%%

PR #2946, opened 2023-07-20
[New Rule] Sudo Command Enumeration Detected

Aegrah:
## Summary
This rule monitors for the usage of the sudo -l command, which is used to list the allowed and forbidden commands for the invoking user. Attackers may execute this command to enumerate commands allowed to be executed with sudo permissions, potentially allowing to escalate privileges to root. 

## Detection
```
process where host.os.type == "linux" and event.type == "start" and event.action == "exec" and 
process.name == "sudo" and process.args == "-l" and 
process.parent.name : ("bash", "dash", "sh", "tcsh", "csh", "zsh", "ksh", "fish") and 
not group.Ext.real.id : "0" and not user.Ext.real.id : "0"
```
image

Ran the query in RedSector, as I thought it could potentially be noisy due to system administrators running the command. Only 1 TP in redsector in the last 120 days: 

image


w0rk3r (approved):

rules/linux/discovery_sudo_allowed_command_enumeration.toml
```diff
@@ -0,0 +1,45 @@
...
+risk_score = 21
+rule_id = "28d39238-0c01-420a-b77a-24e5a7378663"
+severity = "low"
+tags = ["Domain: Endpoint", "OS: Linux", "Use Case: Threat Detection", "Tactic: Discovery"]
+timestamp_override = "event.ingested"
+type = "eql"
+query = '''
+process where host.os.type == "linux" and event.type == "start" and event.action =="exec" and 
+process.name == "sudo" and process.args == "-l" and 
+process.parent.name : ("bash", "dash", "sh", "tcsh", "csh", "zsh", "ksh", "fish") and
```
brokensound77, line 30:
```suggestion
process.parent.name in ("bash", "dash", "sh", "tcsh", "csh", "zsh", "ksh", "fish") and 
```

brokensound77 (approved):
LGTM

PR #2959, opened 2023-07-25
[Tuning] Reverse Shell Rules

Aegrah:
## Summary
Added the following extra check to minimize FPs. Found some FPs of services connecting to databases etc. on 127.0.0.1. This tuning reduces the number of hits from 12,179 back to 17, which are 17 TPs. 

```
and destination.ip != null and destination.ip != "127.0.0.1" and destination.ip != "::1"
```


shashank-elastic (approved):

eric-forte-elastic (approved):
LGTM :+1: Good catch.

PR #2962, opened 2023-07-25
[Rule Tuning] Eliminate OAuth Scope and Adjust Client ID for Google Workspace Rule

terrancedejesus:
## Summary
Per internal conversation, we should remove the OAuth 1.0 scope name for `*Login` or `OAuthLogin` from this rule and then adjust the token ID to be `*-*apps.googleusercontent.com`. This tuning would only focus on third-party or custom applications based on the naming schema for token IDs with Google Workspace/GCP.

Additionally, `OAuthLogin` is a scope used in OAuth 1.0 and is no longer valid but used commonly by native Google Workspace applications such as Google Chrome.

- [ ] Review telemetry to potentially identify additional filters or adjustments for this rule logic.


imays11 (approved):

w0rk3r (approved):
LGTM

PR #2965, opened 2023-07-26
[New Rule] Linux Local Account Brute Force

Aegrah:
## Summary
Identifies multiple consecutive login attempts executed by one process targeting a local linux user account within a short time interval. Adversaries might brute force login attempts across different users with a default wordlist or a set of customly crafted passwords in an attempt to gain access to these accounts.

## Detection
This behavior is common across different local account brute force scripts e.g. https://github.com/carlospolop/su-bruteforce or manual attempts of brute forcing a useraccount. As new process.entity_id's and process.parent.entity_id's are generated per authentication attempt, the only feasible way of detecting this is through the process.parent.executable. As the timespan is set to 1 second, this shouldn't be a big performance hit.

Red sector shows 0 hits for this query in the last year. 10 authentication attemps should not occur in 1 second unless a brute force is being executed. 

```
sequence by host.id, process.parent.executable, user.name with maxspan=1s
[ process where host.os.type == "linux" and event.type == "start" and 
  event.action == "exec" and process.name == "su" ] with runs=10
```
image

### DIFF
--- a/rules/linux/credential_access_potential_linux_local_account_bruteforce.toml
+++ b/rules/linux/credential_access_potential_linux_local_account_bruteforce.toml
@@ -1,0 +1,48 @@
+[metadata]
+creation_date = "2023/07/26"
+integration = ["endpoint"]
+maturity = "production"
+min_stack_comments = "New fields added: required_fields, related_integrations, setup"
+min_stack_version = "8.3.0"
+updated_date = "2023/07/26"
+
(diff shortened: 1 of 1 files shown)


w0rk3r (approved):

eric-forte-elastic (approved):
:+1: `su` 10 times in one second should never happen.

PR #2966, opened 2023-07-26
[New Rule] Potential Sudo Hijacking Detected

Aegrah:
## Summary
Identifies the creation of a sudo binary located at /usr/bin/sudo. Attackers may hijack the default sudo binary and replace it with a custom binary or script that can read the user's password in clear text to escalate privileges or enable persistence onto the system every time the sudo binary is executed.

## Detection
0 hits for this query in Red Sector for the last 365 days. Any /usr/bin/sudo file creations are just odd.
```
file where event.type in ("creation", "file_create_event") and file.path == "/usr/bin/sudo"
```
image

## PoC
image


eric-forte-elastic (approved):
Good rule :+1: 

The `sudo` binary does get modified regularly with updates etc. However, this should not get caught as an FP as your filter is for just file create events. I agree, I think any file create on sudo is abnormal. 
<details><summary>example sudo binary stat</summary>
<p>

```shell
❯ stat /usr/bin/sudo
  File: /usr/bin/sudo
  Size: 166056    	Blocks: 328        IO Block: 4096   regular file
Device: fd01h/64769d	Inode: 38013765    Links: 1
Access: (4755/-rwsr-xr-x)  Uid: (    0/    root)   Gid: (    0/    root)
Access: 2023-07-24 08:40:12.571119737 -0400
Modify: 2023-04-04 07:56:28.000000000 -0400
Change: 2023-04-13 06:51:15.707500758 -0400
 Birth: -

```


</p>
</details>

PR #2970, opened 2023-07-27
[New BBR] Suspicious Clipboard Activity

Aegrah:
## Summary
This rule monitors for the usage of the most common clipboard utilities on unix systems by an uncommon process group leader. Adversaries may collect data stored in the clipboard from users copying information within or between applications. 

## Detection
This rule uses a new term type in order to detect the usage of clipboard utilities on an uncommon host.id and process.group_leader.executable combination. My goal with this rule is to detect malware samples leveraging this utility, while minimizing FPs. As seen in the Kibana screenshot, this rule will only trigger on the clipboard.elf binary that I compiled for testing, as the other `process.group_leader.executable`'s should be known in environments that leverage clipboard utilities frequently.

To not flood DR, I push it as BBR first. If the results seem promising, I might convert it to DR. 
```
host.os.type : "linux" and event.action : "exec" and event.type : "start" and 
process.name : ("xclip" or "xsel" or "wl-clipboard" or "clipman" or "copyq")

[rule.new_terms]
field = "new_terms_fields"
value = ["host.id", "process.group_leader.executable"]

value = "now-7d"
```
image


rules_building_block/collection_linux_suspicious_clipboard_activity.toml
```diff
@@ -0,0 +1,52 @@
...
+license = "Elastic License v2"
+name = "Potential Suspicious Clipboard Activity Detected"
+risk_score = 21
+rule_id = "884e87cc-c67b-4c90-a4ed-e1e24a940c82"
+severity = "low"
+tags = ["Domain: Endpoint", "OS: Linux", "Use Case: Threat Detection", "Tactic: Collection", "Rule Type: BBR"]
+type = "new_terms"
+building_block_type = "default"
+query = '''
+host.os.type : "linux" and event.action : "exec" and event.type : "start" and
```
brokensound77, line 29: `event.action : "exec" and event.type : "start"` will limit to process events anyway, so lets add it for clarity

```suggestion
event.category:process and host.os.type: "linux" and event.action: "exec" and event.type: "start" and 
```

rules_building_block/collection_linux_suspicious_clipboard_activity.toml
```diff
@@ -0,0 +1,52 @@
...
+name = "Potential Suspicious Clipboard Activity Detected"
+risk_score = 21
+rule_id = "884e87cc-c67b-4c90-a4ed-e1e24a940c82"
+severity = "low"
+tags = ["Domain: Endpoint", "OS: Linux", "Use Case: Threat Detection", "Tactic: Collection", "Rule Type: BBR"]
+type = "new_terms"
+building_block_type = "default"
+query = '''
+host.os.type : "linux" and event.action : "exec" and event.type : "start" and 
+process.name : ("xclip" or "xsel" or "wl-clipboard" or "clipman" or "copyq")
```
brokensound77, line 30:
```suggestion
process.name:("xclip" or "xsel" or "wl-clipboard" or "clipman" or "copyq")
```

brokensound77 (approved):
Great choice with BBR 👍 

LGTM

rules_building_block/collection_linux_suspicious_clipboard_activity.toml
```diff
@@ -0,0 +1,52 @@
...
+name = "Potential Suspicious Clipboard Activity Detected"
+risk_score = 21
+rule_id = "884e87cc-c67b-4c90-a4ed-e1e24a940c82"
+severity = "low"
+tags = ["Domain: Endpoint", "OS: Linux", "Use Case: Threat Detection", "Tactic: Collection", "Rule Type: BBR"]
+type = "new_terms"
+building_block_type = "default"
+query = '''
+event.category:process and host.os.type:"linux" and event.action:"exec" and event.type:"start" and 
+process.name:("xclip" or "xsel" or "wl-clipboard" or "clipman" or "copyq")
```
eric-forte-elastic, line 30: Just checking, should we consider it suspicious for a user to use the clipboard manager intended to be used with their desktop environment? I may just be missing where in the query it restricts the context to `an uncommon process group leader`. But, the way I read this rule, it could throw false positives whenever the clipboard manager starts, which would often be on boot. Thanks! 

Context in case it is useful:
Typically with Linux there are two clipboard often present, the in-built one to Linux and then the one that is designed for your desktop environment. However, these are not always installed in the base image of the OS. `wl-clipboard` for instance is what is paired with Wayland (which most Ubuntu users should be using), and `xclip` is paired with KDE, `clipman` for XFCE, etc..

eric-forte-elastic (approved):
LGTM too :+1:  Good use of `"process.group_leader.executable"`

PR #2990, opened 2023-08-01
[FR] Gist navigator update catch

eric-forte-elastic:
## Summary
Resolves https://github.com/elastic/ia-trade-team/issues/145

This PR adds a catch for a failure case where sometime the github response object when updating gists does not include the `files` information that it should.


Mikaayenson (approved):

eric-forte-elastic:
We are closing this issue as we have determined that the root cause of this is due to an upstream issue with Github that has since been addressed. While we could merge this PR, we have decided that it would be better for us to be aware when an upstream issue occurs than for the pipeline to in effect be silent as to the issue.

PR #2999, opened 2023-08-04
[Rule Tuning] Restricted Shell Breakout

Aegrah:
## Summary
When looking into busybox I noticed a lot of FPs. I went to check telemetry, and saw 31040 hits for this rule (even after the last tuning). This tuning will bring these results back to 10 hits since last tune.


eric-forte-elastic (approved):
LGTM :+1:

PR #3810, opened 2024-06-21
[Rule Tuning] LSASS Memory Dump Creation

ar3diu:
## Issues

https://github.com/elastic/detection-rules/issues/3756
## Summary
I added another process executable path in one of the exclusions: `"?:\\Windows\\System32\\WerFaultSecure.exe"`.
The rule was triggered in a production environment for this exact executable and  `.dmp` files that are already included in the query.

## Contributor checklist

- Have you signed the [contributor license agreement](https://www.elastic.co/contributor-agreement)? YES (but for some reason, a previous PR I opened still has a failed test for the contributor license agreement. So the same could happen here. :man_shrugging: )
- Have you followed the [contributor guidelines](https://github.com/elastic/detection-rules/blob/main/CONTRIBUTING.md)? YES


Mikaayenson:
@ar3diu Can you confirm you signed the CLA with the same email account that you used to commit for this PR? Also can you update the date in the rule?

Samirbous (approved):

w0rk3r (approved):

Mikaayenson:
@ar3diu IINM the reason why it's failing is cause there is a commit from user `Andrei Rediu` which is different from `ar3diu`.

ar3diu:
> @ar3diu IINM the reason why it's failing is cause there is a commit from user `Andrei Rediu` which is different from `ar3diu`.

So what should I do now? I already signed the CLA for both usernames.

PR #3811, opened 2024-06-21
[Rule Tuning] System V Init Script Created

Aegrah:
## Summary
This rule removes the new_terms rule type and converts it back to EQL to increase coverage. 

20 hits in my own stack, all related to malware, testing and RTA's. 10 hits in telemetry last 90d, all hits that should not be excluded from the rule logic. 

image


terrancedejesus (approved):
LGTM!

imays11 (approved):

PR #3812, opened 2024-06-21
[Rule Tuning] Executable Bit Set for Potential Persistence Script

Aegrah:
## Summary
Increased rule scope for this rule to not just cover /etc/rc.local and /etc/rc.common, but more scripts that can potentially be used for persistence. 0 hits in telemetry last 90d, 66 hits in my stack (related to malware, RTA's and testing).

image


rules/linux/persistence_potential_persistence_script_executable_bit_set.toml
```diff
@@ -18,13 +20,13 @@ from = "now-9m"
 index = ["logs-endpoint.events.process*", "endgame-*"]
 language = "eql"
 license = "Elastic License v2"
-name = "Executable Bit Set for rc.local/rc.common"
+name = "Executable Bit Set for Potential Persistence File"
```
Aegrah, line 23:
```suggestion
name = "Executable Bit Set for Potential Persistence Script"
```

%%

What to do: All lines above that include the word "catch" should be located and copied.

Worked solution:
LGTM :+1: Good catch.
[FR] Gist navigator update catch
This PR adds a catch for a failure case where sometime the github response object when updating gists does not include the `files` information that it should.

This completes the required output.